Exercise brief
Going through the data below, please show each line containing the string "pattern".
BEGIN
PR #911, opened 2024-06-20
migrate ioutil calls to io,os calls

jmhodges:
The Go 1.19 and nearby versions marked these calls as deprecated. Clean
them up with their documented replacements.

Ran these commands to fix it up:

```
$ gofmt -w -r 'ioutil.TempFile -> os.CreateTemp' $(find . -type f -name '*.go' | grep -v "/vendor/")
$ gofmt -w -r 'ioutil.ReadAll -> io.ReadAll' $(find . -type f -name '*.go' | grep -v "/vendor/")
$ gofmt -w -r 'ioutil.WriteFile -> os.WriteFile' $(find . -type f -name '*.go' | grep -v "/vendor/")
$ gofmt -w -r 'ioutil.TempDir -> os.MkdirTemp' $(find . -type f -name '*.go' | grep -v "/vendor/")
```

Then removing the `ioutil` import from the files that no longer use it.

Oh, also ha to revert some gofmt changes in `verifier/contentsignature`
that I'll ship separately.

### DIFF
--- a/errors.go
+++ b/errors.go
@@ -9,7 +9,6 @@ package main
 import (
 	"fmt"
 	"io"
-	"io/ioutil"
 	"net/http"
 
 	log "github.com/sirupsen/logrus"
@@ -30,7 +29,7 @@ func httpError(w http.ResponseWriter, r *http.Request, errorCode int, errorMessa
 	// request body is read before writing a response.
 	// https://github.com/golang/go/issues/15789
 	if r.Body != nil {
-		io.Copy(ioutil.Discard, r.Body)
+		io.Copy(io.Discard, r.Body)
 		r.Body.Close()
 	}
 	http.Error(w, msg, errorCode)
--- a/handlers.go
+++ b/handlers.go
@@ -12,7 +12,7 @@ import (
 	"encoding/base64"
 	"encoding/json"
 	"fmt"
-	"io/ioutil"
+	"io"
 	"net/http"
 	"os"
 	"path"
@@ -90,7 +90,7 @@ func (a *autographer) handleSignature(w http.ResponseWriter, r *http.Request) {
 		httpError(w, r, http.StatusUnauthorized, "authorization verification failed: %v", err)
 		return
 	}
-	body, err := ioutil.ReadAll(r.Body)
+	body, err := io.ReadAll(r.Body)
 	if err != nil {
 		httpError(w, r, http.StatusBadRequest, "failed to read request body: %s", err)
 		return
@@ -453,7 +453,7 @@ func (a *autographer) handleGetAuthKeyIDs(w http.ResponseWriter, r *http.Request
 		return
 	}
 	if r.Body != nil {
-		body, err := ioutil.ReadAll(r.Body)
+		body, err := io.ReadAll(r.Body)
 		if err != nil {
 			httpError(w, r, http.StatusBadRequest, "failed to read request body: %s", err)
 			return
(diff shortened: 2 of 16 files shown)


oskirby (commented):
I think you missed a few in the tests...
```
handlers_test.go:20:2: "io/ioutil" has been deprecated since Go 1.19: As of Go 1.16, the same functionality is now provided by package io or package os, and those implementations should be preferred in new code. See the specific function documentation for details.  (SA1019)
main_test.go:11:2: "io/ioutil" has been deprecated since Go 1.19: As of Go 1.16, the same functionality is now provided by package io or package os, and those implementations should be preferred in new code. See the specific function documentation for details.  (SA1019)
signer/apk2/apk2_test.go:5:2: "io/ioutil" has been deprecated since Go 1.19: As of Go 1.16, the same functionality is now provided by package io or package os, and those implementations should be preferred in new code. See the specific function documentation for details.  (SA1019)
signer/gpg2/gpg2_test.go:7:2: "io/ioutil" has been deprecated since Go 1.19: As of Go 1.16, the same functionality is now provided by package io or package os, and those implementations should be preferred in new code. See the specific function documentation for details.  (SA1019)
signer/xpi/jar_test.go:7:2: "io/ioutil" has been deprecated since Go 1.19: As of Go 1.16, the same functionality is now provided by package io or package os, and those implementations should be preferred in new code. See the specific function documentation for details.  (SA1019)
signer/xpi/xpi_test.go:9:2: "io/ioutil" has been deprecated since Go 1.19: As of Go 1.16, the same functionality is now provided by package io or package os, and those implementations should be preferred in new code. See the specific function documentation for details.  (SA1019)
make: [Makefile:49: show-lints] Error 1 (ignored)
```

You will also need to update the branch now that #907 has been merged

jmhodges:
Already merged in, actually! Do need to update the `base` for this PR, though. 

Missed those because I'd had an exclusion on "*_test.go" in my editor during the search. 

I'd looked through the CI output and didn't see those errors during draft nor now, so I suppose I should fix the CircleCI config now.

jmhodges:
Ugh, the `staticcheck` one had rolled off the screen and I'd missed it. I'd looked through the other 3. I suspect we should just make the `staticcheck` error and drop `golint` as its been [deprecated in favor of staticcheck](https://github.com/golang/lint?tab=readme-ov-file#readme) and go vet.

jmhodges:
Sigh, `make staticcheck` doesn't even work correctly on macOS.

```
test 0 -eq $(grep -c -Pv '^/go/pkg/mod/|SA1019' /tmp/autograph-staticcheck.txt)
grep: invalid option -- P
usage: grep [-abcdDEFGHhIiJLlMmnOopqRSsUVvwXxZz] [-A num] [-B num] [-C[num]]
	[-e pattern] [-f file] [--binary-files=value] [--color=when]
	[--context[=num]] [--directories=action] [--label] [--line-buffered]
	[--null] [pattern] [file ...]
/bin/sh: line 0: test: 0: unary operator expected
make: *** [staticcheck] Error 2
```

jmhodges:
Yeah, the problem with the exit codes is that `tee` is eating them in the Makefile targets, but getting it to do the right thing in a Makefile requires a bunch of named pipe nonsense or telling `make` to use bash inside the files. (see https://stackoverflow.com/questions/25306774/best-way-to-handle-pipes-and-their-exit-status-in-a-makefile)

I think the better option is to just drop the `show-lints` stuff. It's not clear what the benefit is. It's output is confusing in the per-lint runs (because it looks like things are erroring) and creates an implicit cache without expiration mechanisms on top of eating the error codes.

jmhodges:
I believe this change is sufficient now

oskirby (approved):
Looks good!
END
Task response
	[-e pattern] [-f file] [--binary-files=value] [--color=when]
	[--null] [pattern] [file ...]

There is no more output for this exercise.